# Work item
Would you copy each line of the data below that has "actors"?

━━ Information

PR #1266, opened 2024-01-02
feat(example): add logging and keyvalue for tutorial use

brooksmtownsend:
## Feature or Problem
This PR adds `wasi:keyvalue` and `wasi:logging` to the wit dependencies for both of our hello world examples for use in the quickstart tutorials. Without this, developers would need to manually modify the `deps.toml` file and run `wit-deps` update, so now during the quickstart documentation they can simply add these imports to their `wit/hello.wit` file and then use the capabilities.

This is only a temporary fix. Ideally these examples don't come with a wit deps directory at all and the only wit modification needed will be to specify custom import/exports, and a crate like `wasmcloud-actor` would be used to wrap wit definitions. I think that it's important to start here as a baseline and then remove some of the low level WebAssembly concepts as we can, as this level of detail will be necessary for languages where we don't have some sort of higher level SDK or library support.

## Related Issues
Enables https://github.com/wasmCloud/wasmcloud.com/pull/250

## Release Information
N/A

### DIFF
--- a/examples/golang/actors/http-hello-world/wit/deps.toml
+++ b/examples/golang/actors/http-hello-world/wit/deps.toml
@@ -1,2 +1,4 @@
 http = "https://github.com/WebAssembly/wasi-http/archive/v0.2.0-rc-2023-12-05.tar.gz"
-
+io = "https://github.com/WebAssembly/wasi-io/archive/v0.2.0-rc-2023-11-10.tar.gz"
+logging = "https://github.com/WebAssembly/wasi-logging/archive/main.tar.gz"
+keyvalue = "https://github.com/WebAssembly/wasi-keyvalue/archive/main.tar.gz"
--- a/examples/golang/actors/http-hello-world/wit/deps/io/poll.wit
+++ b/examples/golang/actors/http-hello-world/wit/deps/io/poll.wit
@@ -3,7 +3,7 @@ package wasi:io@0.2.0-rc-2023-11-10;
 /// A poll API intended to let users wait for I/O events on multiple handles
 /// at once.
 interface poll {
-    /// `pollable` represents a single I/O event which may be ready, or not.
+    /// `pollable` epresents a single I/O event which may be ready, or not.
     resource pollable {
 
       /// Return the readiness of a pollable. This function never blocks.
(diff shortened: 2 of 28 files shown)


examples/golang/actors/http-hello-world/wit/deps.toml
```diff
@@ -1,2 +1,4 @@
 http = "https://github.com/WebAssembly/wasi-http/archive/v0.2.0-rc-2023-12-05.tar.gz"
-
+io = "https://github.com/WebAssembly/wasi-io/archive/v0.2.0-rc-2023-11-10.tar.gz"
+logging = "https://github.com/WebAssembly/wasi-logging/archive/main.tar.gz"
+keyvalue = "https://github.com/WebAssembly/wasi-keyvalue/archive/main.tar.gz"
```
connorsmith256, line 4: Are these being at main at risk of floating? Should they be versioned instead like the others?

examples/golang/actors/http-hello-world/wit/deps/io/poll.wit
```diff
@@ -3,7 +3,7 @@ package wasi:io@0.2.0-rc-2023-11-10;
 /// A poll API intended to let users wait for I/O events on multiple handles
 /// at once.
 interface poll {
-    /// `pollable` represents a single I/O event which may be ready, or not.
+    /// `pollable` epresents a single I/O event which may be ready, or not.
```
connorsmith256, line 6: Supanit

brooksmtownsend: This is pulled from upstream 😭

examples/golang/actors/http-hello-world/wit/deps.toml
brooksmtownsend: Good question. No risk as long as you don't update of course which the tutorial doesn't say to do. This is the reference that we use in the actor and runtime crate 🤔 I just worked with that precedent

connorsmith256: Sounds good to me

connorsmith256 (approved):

━━━━

# Solution to this task
--- a/examples/golang/actors/http-hello-world/wit/deps.toml
+++ b/examples/golang/actors/http-hello-world/wit/deps.toml
--- a/examples/golang/actors/http-hello-world/wit/deps/io/poll.wit
+++ b/examples/golang/actors/http-hello-world/wit/deps/io/poll.wit
examples/golang/actors/http-hello-world/wit/deps.toml
examples/golang/actors/http-hello-world/wit/deps/io/poll.wit
examples/golang/actors/http-hello-world/wit/deps.toml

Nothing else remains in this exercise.